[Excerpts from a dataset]
PR #631, opened 2024-04-09
Splits Reactive Support doc into multiple documents

KartikShrivastava:
- This PR is a follow up enhacement of spring pulsar documentation, and splits `reactive-pulsar.adoc` into multiple documents added as sub-section to improve its readability
- Last PR [link](https://github.com/spring-projects/spring-pulsar/pull/627) which did the same to `pulsar.adoc`

### What does it do
- Moves sub-sections in `reactive-pulsar.adoc` to dedicated adocs within newly added `reactive-pulsar` directory
- Fixes anchor references after migration of sub-sections
- Preface is kept in the `reactive-pulsar.adoc`

### Screenshots
Before:
Screenshot from 2024-04-09 22-59-51

After:
Screenshot from 2024-04-09 23-00-02

cc: @onobc


KartikShrivastava:
Hey @onobc, I got a question while making this change:
- I noticed that `Topic Resolution` present in `reactive-pulsar.adoc` is same as that of imperative, so why did we add it as a separate sub-section? I've replicated the similar behaviour, but imho we can directly link the imperative `Topic Resolution` to avoid confusion

onobc:
> Hey @onobc, I got a question while making this change:
> 
> * I noticed that `Topic Resolution` present in `reactive-pulsar.adoc` is same as that of imperative, so why did we add it as a separate sub-section? I've replicated the similar behaviour(by creating a separate section for it), but imho we can directly link the imperative `Topic Resolution` to avoid confusion

Hi @KartikShrivastava ,

So both imperative and reactive docs just included the same content as I could not find a good location for the topic resolution outside of the main sections at the time. Now that they are split into sections though, it may be fine to pull topic-resolution out to its own main section (just above `Pulsar Administration`). If you want to give it a try and see how it looks/reads and if its good then add a commit here for that would be great. 

Either way (even if we leave them inline in each doc) let's move the `topic-resolution.adoc` back to the root level as it looks like we moved it under `pulsar/` in our last refactoring (which is not a problem but it probably makes more sense under the root dir).

Thanks

onobc (changes requested):
@KartikShrivastava nice work! Everything looks good locally. One minor suggestion from me and improvement from you on pulling the topic-resolution up a level. Other than that it is approved.

onobc (approved):
@KartikShrivastava I am going to merge this as-is in order to get it into the RC1. I created a follow up issue https://github.com/spring-projects/spring-pulsar/issues/644 for the refactoring of the topic-resolution.adoc's location. Thanks again for this contribution!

» AIM OF THE TASK
Transcribe the entries above, every line exactly as it reads.

» RESPONSE AREA
PR #631, opened 2024-04-09
Splits Reactive Support doc into multiple documents

KartikShrivastava:
- This PR is a follow up enhacement of spring pulsar documentation, and splits `reactive-pulsar.adoc` into multiple documents added as sub-section to improve its readability
- Last PR [link](https://github.com/spring-projects/spring-pulsar/pull/627) which did the same to `pulsar.adoc`

### What does it do
- Moves sub-sections in `reactive-pulsar.adoc` to dedicated adocs within newly added `reactive-pulsar` directory
- Fixes anchor references after migration of sub-sections
- Preface is kept in the `reactive-pulsar.adoc`

### Screenshots
Before:
Screenshot from 2024-04-09 22-59-51

After:
Screenshot from 2024-04-09 23-00-02

cc: @onobc


KartikShrivastava:
Hey @onobc, I got a question while making this change:
- I noticed that `Topic Resolution` present in `reactive-pulsar.adoc` is same as that of imperative, so why did we add it as a separate sub-section? I've replicated the similar behaviour, but imho we can directly link the imperative `Topic Resolution` to avoid confusion

onobc:
> Hey @onobc, I got a question while making this change:
> 
> * I noticed that `Topic Resolution` present in `reactive-pulsar.adoc` is same as that of imperative, so why did we add it as a separate sub-section? I've replicated the similar behaviour(by creating a separate section for it), but imho we can directly link the imperative `Topic Resolution` to avoid confusion

Hi @KartikShrivastava ,

So both imperative and reactive docs just included the same content as I could not find a good location for the topic resolution outside of the main sections at the time. Now that they are split into sections though, it may be fine to pull topic-resolution out to its own main section (just above `Pulsar Administration`). If you want to give it a try and see how it looks/reads and if its good then add a commit here for that would be great. 

Either way (even if we leave them inline in each doc) let's move the `topic-resolution.adoc` back to the root level as it looks like we moved it under `pulsar/` in our last refactoring (which is not a problem but it probably makes more sense under the root dir).

Thanks

onobc (changes requested):
@KartikShrivastava nice work! Everything looks good locally. One minor suggestion from me and improvement from you on pulling the topic-resolution up a level. Other than that it is approved.

onobc (approved):
@KartikShrivastava I am going to merge this as-is in order to get it into the RC1. I created a follow up issue https://github.com/spring-projects/spring-pulsar/issues/644 for the refactoring of the topic-resolution.adoc's location. Thanks again for this contribution!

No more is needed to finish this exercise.